I picked Numenor because although it'd be neat to be around the Valar once in a while, I'd rather live with human beings...


----------



## Beleg Strongbow (Jan 28, 2002)

> _Originally posted by Courtney _
> *I picked Numenor because although it'd be neat to be around the Valar once in a while, I'd rather live with human beings... *




I would live in Valinor cause of the longing zsight of the valar and their beautiful land!


----------



## Tyaronumen (Jan 28, 2002)

My fate is that of humanity whether I will it so or otherwise. I would live amongst my own people.


----------



## Mormegil (Jan 28, 2002)

I would live in Gondolin in Beleriand. 
It would be greayt to live in a hidden city surrounded by elves.


----------



## Aratfëawen (Feb 8, 2002)

Middle-Earth! So nice and cozy.


----------



## Nazgul_Lord (Feb 8, 2002)

Numenor


----------



## 7doubles (Feb 8, 2002)

gondoln


turgons fountains


----------



## 7doubles (Feb 8, 2002)

Gondolin






Turgons fountains.


----------



## Merry (Feb 9, 2002)

> _Originally posted by Mormegil _
> *I would live in Gondolin in Beleriand.
> It would be greayt to live in a hidden city surrounded by elves. *



That is almost word for word what I was going to say! Great answer Mormegil!


----------



## Elbereth (Feb 10, 2002)

I would of course choose Valinor...where else?


----------



## tasar (Mar 11, 2002)

I go for Middle-Earth. More homey


----------



## Chymaera (Mar 11, 2002)

Middle-Earth (Hobbiton seems like a nice quite place to settle)
Valinor maybe after about 200 years of ME
Numenor very wet
Beleriand very wet


----------



## Hama (Mar 11, 2002)

Places I would want to live:
1) Gondolin
2) Lothlorien
3) Lake-town 
4) Anywhere in Numenor
5) Tirion
6) Rivendell
7) Moria 
8) Hobbiton
9) Doriath
10) Falas

On the whole, however, I would prefer Valinor.

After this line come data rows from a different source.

Issue #637, opened 2017-12-06
UI Changes for ActiveMQ connector per UX design


dhirajsb:
UX design has brought up some changes that need to be made to the UI based. The AMQ icon needs to be added, some action options must be enabled/disabled based on other options.

dhirajsb:
@seanforyou23 there is also a problem with action filtering:

- the `Start Step` in an Integration should only show `Subscribe for messages` action
- the `Finish Step` in an integration should only show `Publish messages` action, or at the very least filter out `Subscribe for messages`

seanforyou23:
Thanks for pointing this out @dhirajsb. I'll use the pattern property on the action to make this determination. Does this only apply for activemq connectors?

zregvart:
Every action regardless of connector type should have a `pattern` property with `"From"` or `"To"` values.

See #253

seanforyou23:
Perfect, thank helps. Thanks @zregvart!

jimmidyson:
@seanforyou23 Any news on this? Is this going to be done for TP3 this week or defer to TP4?

seanforyou23:
@jimmidyson progress has been slower than expected. I believe I'll still be only partially complete by the end of day today. If it's ok, I'd like to defer to TP4. A chance I'll still have it out in time, but it's down to the wire at this point and I just can't say for sure that I'll have it wrapped up in time. Apologies, the dynamic forms plugin we use has gotten the best of me this week.

zregvart:
I'd rather see smaller tasks that we can plan and deliver so let's split this into individual issues for all tasks that we need and close this one. Having this as a open-ended issue doesn't really help us plan or discuss or surface any tech debt issues that need to be addressed for all connectors/actions.

Some of these issues can be addressed by bigger work addressing our tech debt around dynamic forms (in #843).

@dhirajsb @seanforyou23 what do you think?

gashcrumb:
One the PR that fixes #886 lands the UI will support specifying control orders.  Ideally we should drive this from the backend, for the moment though I've added a client-side tweak:

https://github.com/syndesisio/syndesis/pull/919/files#diff-28b4a582e947fd283b192ca194ed84b5R45

We could drive this from the backend by adding a `controls` property alongside the `properties` descriptor, just needs to be an array of strings and sets the order of form controls via property IDs.  Also there's wildcard support, so any form left out just gets appended without a problem.  I think probably for tp4 it'd be good to start adopting this in the descriptors.

[...]

PR #871, opened 2017-12-21
fix(actions-filter): only display relevant actions...

seanforyou23:
... for start and subsequent steps in create integration flow.

Add hooks for filtering actions list in the integrations action select

This helps the following issues:
https://github.com/syndesisio/syndesis/issues/637
https://github.com/syndesisio/syndesis/issues/253

### DIFF
--- a/app/ui/src/app/integrations/edit-page/action-select/action-select.component.ts
+++ b/app/ui/src/app/integrations/edit-page/action-select/action-select.component.ts
@@ -31,6 +31,7 @@ export class IntegrationsSelectActionComponent extends FlowPage
   actionsSubscription: Subscription;
   position: number;
   step: Step;
+  currentStep: number;
 
   constructor(
     public connectorStore: ConnectorStore,
@@ -101,16 +102,48 @@ export class IntegrationsSelectActionComponent extends FlowPage
     }
   }
 
+  // filters out actions that do not use the 'From' pattern
+  connectorStartActionsFilter(connector: Connector): Connector {
+    const filteredConnectorActions = connector.actions.filter(action => action.pattern === 'From');
+    connector.actions = filteredConnectorActions;
+    return connector;
+  }
+
+  // filters out actions that do not use the 'To' pattern
+  connectorFinishActionsFilter(connector: Connector): Connector {
+    const filteredConnectorActions = connector.actions.filter(action => action.pattern === 'To');
+    connector.actions = filteredConnectorActions;
+    return connector;
+  }
+
   ngOnInit() {
-    this.actions = this.connector
-      .filter(connector => connector !== undefined)
-      .map(connector => connector.actions);
+    // set a local var for current step
+    this.route.params.pluck<Params, string>('position').subscribe(value => this.currentStep = parseInt(value));
+
+    // if it's a start step
+    if (this.currentStep === this.currentFlow.getFirstPosition()) {
+      this.actions = this.connector
+        .filter(connector => connector !== undefined)
+        .map(this.connectorStartActionsFilter)
+        .map(connector => connector.actions);
+    }
+
+    // if it's anything other than a start step
+    if (this.currentStep > this.currentFlow.getFirstPosition()
+      && this.currentStep <= this.currentFlow.getLastPosition()) {
+      this.actions = this.connector
+        .filter(connector => connector !== undefined)
+        .map(this.connectorFinishActionsFilter)
+        .map(connector => connector.actions);
+    }
+
     this.actionsSubscription = this.actions.subscribe(_ =>
       this.currentFlow.events.emit({
         kind: 'integration-action-select',
         position: this.position
       })
     );
+
     this.routeSubscription = this.route.params
       .pluck<Params, string>('position')
       .map((position: string) => {
--- a/app/ui/src/app/integrations/edit-page/action-select/action-select.component.ts
+++ b/app/ui/src/app/integrations/edit-page/action-select/action-select.component.ts
@@ -102,30 +102,15 @@ export class IntegrationsSelectActionComponent extends FlowPage
     }
   }
 
-  // filters out actions that do not use the 'From' pattern
-  connectorStartActionsFilter(connector: Connector): Connector {
-    const filteredConnectorActions = connector.actions.filter(action => action.pattern === 'From');
-    connector.actions = filteredConnectorActions;
-    return connector;
-  }
-
-  // filters out actions that do not use the 'To' pattern
-  connectorFinishActionsFilter(connector: Connector): Connector {
-    const filteredConnectorActions = connector.actions.filter(action => action.pattern === 'To');
-    connector.actions = filteredConnectorActions;
-    return connector;
-  }
-
   ngOnInit() {
     // set a local var for current step
-    this.route.params.pluck<Params, string>('position').subscribe(value => this.currentStep = parseInt(value));
+    this.currentStep = +this.route.snapshot.paramMap.get('position')
 
     // if it's a start step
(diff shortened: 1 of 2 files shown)


app/ui/src/app/integrations/edit-page/action-select/action-select.component.ts
```diff
@@ -101,16 +102,48 @@ export class IntegrationsSelectActionComponent extends FlowPage
     }
   }
 
+  // filters out actions that do not use the 'From' pattern
+  connectorStartActionsFilter(connector: Connector): Connector {
+    const filteredConnectorActions = connector.actions.filter(action => action.pattern === 'From');
+    connector.actions = filteredConnectorActions;
```
zregvart: Would this overwrite the `connector.actions` property so when the connector is used for the second time at a different place in the integration then those actions might be missing?

I might be talking nonsense, I'm TypeScript/Angular newb.

seanforyou23: It's a good question, I'm not 100% sure. What's a good way to test this?

seanforyou23: I don't think it would, because if it did we'd be getting a twice filtered list in the "Finish" step, but we don't. I think that filter is only applied within the context of a single view. Would be good to have someone verify this, or let me know how I can just to be sure.

zregvart:
@deeleman @kahboom @jimmidyson can you help @seanforyou23 here, is that `connector.actions` mutation safe in this context?

app/ui/src/app/integrations/edit-page/action-select/action-select.component.ts
deeleman: It would actually overwrite it, I'm afraid. Remember that JavaScript operates by reference, and JavaScript objects are mutable (this is by design on JavaScript: TypeScript and Angular are unrelated to this design principle), so referencing that object to a variable and changing its property will change that property elsewhere in other reference application-wide. 

Correct me if I'm wrong, but apparently what you pursue here is to fetch all connectors that are undefined (including null connectors would be useful too) and then, in the context of `OnInit`, assign the actions from the `connector`object whose `pattern` property is set to `From` to the `actions` property in the component, right?

After quickly assessing the code and borrowing some help from the RxJS operands,  I'd suggest to apply this other approach straight on LOC 124 (hence removing the `connectorStartActionsFilter()` method, which should have been flagged as `private` anyways):

```typescript
if (this.currentStep === this.currentFlow.getFirstPosition()) {
  this.actions = this.connector
    .filter(connector => connector)
    .switchMap(connector => connector.actions.filter(action => action.pattern === 'From'));
}
```

app/ui/src/app/integrations/edit-page/action-select/action-select.component.ts
```diff
@@ -101,16 +102,48 @@ export class IntegrationsSelectActionComponent extends FlowPage
...
+        .map(this.connectorStartActionsFilter)
+        .map(connector => connector.actions);
+    }
+
+    // if it's anything other than a start step
+    if (this.currentStep > this.currentFlow.getFirstPosition()
+      && this.currentStep <= this.currentFlow.getLastPosition()) {
+      this.actions = this.connector
+        .filter(connector => connector !== undefined)
+        .map(this.connectorFinishActionsFilter)
```
deeleman: Please refer to my previous comment.

app/ui/src/app/integrations/edit-page/action-select/action-select.component.ts
```diff
@@ -101,16 +102,48 @@ export class IntegrationsSelectActionComponent extends FlowPage
...
+    connector.actions = filteredConnectorActions;
+    return connector;
+  }
+
   ngOnInit() {
-    this.actions = this.connector
-      .filter(connector => connector !== undefined)
-      .map(connector => connector.actions);
+    // set a local var for current step
+    this.route.params.pluck<Params, string>('position').subscribe(value => this.currentStep = parseInt(value));
```
deeleman: This is not the Angular way to fetch params from URLs. In first place please remember that route information (URL path fragments, querystring params) is meant to be aynchronous. Everything's a stream in Angular, including routes.

If you feel that users will always load this page or whatever it is from another unrelated component/page, then perhaps you can get away with inspecting the route snapshot in a synchronous fashion, like this:

```typescript
this.currentStep = +this.route.snapshot.paramMap.get('position')
```

This is important since the interface type of the `params` property can change anytime from a StringMap to whatever the Angular team comes up with and your code will break. The `+` will turn the returned string into the number you need. And please, never use `parseInt(..., 10)` without the base index (10 for integers). Otherwise you might confront unexpected results depending on the structure of the parsed string.

If you prefer to stay async for whatever reason, then try this:

```typescript
this.route.paramMap.subscribe(params => this.currentStep = +params.get('position'))
```

app/ui/src/app/integrations/edit-page/action-select/action-select.component.ts
```diff
@@ -101,16 +102,48 @@ export class IntegrationsSelectActionComponent extends FlowPage
...
+
     this.actionsSubscription = this.actions.subscribe(_ =>
       this.currentFlow.events.emit({
         kind: 'integration-action-select',
         position: this.position
       })
     );
+
     this.routeSubscription = this.route.params
       .pluck<Params, string>('position')
```
deeleman: Please refer to my previous comment RE route params and the proper syntax to achieve this the Angular way.

app/ui/src/app/integrations/edit-page/action-select/action-select.component.ts
deeleman: AS I mentioned elsewhere, you'll probably want to import the `switchMap` operand into the component in order to be able to use it. Try to implicitly use it first, and should the compiler complains, then add this line at the top, right after the angular imports:

`import 'rxjs/add/operator/switchMap';`

Ideally we should have been adding RxJS operands from a centralized vendor file generated as a bundle by either the Angular CLI or Webpack since the project's kickstart, so this should not be necessary.

app/ui/src/app/integrations/edit-page/action-select/action-select.component.ts
```diff
@@ -102,22 +103,35 @@ export class IntegrationsSelectActionComponent extends FlowPage
...
+        .filter(connector => connector !== undefined)
+        .switchMap(connector => [connector.actions.filter(action => action.pattern === 'From')]);
+    }
+
+    // if it's anything other than a start step
+    if (this.currentStep > this.currentFlow.getFirstPosition()
+      && this.currentStep <= this.currentFlow.getLastPosition()) {
+      this.actions = this.connector
+        .filter(connector => connector !== undefined)
+        .switchMap(connector => [connector.actions.filter(action => action.pattern === 'To')]);
```
deeleman: Here we're replicating code in two blocks just to check 2 two different types of value for the same variable. This is not DRY. Please take a look into RxJS *lettable operators* as a way to remove code duplication.

Also, you can replace `.filter(connector => connector !== undefined)` by the broader `.filter(connector => !!connector)`

app/ui/src/app/integrations/edit-page/action-select/action-select.component.ts
```diff
@@ -102,22 +103,35 @@ export class IntegrationsSelectActionComponent extends FlowPage
   }
 
   ngOnInit() {
-    this.actions = this.connector
-      .filter(connector => connector !== undefined)
-      .map(connector => connector.actions);
+    // set a local var for current step
```
deeleman: Do we really need to add a comment like this? Code is (and always should be) self-explanatory ;)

Ooh, it's such a hard choice. I love all those places for very different reasons, so I can't compare them. I guess my vote would be for Valinor, but that doesnt mean the others are worse in my opinion.


----------



## Turgon (Mar 11, 2002)

Go Gondolin!

Anyone planning a visit be sure to bring some cookies!!!


----------



## tasar (Mar 11, 2002)

But what about forests of Neldoreth


----------